PR #66, opened 2019-08-20
Fix filestat_from_nix conversion fn

kubkon:
Fixes bug uncovered in #65.

I think that in the long run we should consider utilising [filetime](https://github.com/alexcrichton/filetime), but this would require adding an extension trait so that we can set and get {a,c,m}times from `(&File, &Path)` pairs as well (essentially allowing for *at syscalls). @alexcrichton do you think it would be valid to extend `filetime` with such functionality for *nix hosts?

### DIFF
--- a/src/sys/unix/host_impl.rs
+++ b/src/sys/unix/host_impl.rs
@@ -201,20 +201,29 @@ pub(crate) fn filestat_from_nix(
 ) -> Result<host::__wasi_filestat_t> {
     use std::convert::TryFrom;
 
+    fn filestat_to_timestamp(secs: u64, nsecs: u64) -> Result<host::__wasi_timestamp_t> {
+        secs.checked_mul(1_000_000_000)
+            .and_then(|sec_nsec| sec_nsec.checked_add(nsecs))
+            .ok_or(host::__WASI_EOVERFLOW)
+    }
+
     let filetype = nix::sys::stat::SFlag::from_bits_truncate(filestat.st_mode);
     let dev =
         host::__wasi_device_t::try_from(filestat.st_dev).map_err(|_| host::__WASI_EOVERFLOW)?;
     let ino =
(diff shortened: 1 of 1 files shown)


kubkon:
cc @sunfishcode @marmistrz

alexcrichton:
Hm I'm not sure I fully understand, what would be added to `filetime`? (it's probably reasonable to add I'm just curious)

kubkon:
@alexcrichton Oh sorry for not explaining myself very well! Currently in `filetime` we can set/get times from handles such as `&File`. For WASI on *nix hosts, it'd be very useful to permit for `openat`-style calls, so then `&File` handle would point to a directory and `&Path` to a path relative to that handle. I'm just worried that representing open handle to a directory wrapped in `&File` would not be very clear from the interface perspective to the crate's user; that is, it could cause confusion where users would supply a handle to an actual file and not a directory, but perhaps the very same problem is still faced in raw syscalls to `openat`-style functions.

marmistrz (approved):
What a nasty bug! Thanks for catching that.

marmistrz:
> I'm just worried that representing open handle to a directory wrapped in &File would not be very clear from the interface perspective to the crate's user; that is, it could cause confusion where users would supply a handle to an actual file and not a directory, but perhaps the very same problem is still faced in raw syscalls to openat-style functions.

@kubkon it may cause confusion, but the `openat`-style functions are very confusing themselves. I didn't understand why in world one would want such syscalls until I read `openat(2)` :P

alexcrichton:
@kubkon sounds reasonable to me to add!

kubkon:
@marmistrz that’s a fair enough actually. I sometimes also find `openat`-style functions confusing :-)

@alexcrichton great! Let’s merge these changes as they are for now, with the intention of enabling the `openat`-style functionality in `filetime`, which I’ll do my best to add in the near future :-)

sunfishcode:
Sounds good!

PR #69, opened 2019-08-21
Update the pinned wasmtime revision.

sunfishcode:
This resynchronizes the versions of cranelift used in wasi-common
and wasmtime to 0.40.


kubkon (approved):
LGTM!

PR #71, opened 2019-08-22
Implement fd_readdir on Unix with nix & on Windows with libstd

marmistrz:
Before this can be merged:
* [x] we need to clarify and extend the test in https://github.com/CraneStation/wasi-misc-tests/pull/21. 
* [ ] On Unix, raw `readdir` executed on an empty directory will return two entries: `.` and `..`. On the other hand, `std::fs::read_dir` will return an empty iterator. Should we emulate the behavior of the unix `readdir` syscall in wasi by manually adding `.` and `..`? The current implementation does it but the spec is not clear about this. 
* [ ] we're leaking inode/serial number information about `..`, which may not be preopened and may hence be inaccessible for apps run inside WASI. I don't think it's an issue, but I want to make sure this isn't a vulnerability
* [ ] upstream the changes done for nix (tracking in https://github.com/nix-rust/nix/issues/1110)
* [ ] mac is currently broken
-----
Follow-ups needed:
* Add a heuristic optimization to `fd_readdir` on Windows: the most common use case where seeking may be needed is when the buffer length is insufficient. We could cache the last cookie and the relevant handle for each file descriptor so that the implementation is O(n) and not O(n^2) with O(1) buffer in the most common case
* Add `Into`/`From` conversions for `Filetype` 
* Raise the issues about the spec  of `fd_readdir`:
  * `readdir(3p)` says that 
     > If a file is removed from or added to the directory after the most recent call to  opendir()  or
     > rewinddir(),  whether  a subsequent call to readdir() returns an entry for that file is unspecified.

    We need to add this to spec of `fd_readdir` in some form.
  * discuss how to clarify the semantics of cookie (also that it corresponds to the next entry)
  * mention the similarity to `readdir`/`seekdir` in the docs
  * should the implementation return  `.` & `..`?
  * be precise whether or not the filenames are NULL-terminated (in POSIX they are)
* ~nix uses `readdir_r` which is deprecated in `readdir_r(3)`. Raise an issue and discuss whether or not `readdir` should be used instead (at least on Linux)~ https://github.com/rust-lang/rust/issues/34668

▬▬▬▬▬▬

**Work order**
State only how many lines above hold the string "nsecs".

**Written reply**
2